Brief regering : Beleidsreactie VluchtelingenWerk Nederland (VWN) onderzoeksrapport “Gevlucht en vergeten?” over de leefomstandigheden van asielzoekers in de (crisis)noodopvang
19 637 Vreemdelingenbeleid
Nr. 3164
BRIEF VAN DE STAATSSECRETARIS VAN JUSTITIE EN VEILIGHEID
Aan de Voorzitter van de Tweede Kamer der Staten-Generaal
Den Haag, 7 september 2023
Op 6 september jl. heeft VluchtelingenWerk Nederland (VWN) haar onderzoeksrapport
«Gevlucht en vergeten?» over de leefomstandigheden van asielzoekers in de (crisis)noodopvang
gepubliceerd.
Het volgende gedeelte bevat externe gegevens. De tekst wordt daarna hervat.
PR #19, opened 2023-03-25
Fix eat function in Sugrascpae_g1mt

tpike3:
This fixes the complexity explorer user identified error as well as two other bugs found in running the example (processing batch run and running batch run)


examples/sugarscape_g1mt/sugarscape_g1mt/trader_agents.py
```diff
@@ -322,23 +322,24 @@ def move(self):
...
     def eat(self):
-        """
-        Function for trader to consume sugar and spice in grid cell
-        """
-
         # get sugar
         sugar_patch = self.get_sugar(self.pos)
-        # eat sugar
+
         if sugar_patch:
```
rht, line 328: Shouldn't this be:
```python
if sugar_patch:
    self.sugar  += sugar_patch.amount
    sugar_patch.amount = 0
self.sugar -= metabolism_sugar?
```

tpike3: I interpreted the matrix conversation that you didn't have a strong opinion either-- the way I changed it or the way you commented. 

With how I changed it is just adding lines, although more verbose, vs rewriting the if statement

What do you think?

rht: I do think simplifying to not have else does definitely clarify the code that `self.sugar -= metabolism_sugar` happens in all branches of execution. The one that I don't have opinion is on the grouping collect sugar, eat sugar, collect spice, eat spice vs collect sugar & spice, eat sugar & spice.

tpike3: Ahhh...got it I will update and sync the tutorial as well.

PR #22, opened 2023-04-24
Fix Capitalization of File Names

ItsQuinnMoore:
Change example file names to all lowercase and make the README uppercase.


jackiekazil:
LGTM

jackiekazil:
Sorry all, I accidentally merged before a squash, and I thought a revert might fix it (#23), but I think that is going to add more noise so I am going to leave it as is.

PR #25, opened 2023-04-24
Update outdated readme for Boltmann example + trim requirements.txt

houssam7737:
Update outdated readme to be more accurate + clean up requirements.txt of unnecessary dependencies.

Script runs succesfully and I could see the simulation on my browser (pretty cool!).

One question: there is current a discrepancy between the jupyter notebook and the code in model.py. Notably the `self.datacollector.collect(self)` happens both within the init and in the step function in `model.py`, and the order is also switched within `step` (does it matter when the data collector collects data? would it miss the last step in the jupyter notebook?)

Excited for my first PR/contribution!

### DIFF
--- a/examples/boltzmann_wealth_model/Readme.md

In deze brief treft u mijn reactie op de conclusies en aanbevelingen.
Aanleiding
Sinds augustus 2021 worden asielzoekers in Nederland opgevangen op noodopvanglocaties
(NO) vanwege een tekort aan plaatsen in reguliere asielzoekerscentra (azc's). Aanhoudende
tekorten in de zomer van 2022 leidden, in samenwerking met gemeenten en veiligheidsregio's,
tot het realiseren van crisisnoodopvanglocaties (CNO's). In augustus 2022 startte
VWN een kort geding tegen de Staat en het COA omdat zij van mening was dat de leefomstandigheden
in de NO en CNO niet voldeden aan de verplichtingen die volgen uit het Europees recht.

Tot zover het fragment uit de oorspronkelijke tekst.